## Brief:
Please output the data below exactly as given, starting at its first line and stopping after the line that contains "## Why it matters".

Collected data entries
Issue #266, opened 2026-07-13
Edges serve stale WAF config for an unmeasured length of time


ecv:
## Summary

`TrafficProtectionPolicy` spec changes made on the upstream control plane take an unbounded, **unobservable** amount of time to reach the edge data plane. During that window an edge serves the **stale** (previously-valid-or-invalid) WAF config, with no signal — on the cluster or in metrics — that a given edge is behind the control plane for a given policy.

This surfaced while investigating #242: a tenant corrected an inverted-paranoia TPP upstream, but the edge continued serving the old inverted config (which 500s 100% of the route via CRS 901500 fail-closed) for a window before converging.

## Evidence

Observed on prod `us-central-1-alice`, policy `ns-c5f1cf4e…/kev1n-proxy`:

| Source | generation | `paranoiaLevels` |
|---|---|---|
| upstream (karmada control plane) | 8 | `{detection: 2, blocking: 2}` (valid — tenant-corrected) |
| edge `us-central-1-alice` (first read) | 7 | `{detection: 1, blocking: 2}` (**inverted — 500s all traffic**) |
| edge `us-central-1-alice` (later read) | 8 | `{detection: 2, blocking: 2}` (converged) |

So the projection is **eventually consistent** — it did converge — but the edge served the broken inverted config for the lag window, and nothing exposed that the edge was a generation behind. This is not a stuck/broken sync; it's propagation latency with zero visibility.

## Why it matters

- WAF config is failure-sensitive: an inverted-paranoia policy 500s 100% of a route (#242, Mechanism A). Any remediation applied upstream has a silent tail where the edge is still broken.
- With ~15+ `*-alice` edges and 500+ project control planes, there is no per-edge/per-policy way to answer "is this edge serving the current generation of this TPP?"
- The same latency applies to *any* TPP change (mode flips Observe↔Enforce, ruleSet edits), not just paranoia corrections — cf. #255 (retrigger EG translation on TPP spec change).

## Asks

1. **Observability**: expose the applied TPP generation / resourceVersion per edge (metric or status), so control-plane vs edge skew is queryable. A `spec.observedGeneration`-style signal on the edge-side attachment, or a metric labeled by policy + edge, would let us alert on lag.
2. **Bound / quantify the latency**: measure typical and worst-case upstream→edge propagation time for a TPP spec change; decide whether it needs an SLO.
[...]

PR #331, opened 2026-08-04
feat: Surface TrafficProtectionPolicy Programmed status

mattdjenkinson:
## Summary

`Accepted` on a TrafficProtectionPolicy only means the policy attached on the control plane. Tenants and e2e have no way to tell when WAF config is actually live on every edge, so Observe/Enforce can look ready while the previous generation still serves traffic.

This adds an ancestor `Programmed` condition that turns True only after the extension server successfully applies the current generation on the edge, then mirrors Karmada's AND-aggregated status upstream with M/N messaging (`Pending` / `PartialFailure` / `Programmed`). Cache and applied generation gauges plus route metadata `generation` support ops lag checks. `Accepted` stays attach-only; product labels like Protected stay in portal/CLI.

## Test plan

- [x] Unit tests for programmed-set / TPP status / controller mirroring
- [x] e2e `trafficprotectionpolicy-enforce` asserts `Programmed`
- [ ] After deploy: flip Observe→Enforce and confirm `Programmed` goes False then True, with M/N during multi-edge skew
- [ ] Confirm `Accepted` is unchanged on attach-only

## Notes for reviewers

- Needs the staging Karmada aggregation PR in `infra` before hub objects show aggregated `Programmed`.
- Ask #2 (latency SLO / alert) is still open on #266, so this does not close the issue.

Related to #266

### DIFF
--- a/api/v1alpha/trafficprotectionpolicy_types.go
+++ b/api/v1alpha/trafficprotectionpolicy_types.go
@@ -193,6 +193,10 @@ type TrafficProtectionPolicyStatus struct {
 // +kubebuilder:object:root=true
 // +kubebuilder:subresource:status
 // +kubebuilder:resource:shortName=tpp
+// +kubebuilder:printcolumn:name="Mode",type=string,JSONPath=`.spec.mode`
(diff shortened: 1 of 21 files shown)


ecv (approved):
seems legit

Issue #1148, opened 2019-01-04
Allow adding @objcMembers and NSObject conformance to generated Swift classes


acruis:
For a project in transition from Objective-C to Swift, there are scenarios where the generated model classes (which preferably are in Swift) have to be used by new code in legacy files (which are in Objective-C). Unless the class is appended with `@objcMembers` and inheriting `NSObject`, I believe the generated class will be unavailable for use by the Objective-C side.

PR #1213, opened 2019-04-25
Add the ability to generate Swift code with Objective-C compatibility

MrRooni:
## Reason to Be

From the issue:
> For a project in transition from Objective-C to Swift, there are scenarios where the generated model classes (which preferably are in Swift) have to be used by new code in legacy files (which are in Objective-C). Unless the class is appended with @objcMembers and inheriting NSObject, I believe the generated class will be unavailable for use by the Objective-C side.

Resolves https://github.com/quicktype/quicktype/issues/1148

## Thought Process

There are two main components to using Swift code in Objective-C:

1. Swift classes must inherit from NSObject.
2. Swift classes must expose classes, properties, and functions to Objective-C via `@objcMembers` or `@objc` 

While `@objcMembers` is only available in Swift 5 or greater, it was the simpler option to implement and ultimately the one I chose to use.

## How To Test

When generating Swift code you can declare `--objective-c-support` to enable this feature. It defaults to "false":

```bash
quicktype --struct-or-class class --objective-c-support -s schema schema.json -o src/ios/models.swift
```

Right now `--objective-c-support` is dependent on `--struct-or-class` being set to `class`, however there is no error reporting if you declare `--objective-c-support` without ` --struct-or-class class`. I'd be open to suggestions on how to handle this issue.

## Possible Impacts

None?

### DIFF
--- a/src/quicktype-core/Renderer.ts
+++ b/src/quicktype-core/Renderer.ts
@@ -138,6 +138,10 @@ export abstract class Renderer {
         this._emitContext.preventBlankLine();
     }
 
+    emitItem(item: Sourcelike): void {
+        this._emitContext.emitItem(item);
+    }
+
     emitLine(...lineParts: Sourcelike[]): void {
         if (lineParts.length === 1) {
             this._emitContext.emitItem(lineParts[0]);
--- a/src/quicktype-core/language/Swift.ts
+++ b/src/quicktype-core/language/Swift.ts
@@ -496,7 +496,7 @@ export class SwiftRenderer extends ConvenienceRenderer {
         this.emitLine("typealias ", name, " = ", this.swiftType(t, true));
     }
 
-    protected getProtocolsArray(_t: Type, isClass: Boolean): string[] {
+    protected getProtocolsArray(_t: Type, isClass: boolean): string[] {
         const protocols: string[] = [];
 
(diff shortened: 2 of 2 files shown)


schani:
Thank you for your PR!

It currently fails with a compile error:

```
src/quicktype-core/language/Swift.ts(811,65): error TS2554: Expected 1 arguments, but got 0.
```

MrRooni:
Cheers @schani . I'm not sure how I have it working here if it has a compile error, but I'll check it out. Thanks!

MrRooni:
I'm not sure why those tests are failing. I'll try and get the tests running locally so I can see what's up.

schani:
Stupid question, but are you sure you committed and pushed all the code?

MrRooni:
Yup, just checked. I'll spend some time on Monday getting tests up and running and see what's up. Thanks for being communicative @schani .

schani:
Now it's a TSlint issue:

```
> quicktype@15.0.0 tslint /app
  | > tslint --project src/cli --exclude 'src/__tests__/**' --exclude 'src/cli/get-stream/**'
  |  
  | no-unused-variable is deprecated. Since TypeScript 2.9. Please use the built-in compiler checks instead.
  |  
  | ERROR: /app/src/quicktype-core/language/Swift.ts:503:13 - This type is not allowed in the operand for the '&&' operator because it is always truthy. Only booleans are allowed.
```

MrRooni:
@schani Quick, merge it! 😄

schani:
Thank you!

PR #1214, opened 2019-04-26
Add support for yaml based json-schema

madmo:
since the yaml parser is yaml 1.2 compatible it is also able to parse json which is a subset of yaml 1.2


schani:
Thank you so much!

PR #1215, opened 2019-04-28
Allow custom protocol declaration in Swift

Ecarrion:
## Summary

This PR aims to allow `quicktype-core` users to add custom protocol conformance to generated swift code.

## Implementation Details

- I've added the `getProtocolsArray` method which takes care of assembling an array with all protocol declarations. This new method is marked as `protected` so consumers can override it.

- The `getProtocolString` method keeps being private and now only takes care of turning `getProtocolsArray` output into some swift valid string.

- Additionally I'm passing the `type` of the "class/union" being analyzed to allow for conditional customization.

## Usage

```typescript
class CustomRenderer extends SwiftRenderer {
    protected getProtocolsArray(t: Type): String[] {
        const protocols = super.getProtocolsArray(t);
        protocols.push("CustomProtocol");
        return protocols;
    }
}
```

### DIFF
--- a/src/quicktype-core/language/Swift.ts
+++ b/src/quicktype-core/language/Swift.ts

## Response:
Issue #266, opened 2026-07-13
Edges serve stale WAF config for an unmeasured length of time


ecv:
## Summary

`TrafficProtectionPolicy` spec changes made on the upstream control plane take an unbounded, **unobservable** amount of time to reach the edge data plane. During that window an edge serves the **stale** (previously-valid-or-invalid) WAF config, with no signal — on the cluster or in metrics — that a given edge is behind the control plane for a given policy.

This surfaced while investigating #242: a tenant corrected an inverted-paranoia TPP upstream, but the edge continued serving the old inverted config (which 500s 100% of the route via CRS 901500 fail-closed) for a window before converging.

## Evidence

Observed on prod `us-central-1-alice`, policy `ns-c5f1cf4e…/kev1n-proxy`:

| Source | generation | `paranoiaLevels` |
|---|---|---|
| upstream (karmada control plane) | 8 | `{detection: 2, blocking: 2}` (valid — tenant-corrected) |
| edge `us-central-1-alice` (first read) | 7 | `{detection: 1, blocking: 2}` (**inverted — 500s all traffic**) |
| edge `us-central-1-alice` (later read) | 8 | `{detection: 2, blocking: 2}` (converged) |

So the projection is **eventually consistent** — it did converge — but the edge served the broken inverted config for the lag window, and nothing exposed that the edge was a generation behind. This is not a stuck/broken sync; it's propagation latency with zero visibility.

## Why it matters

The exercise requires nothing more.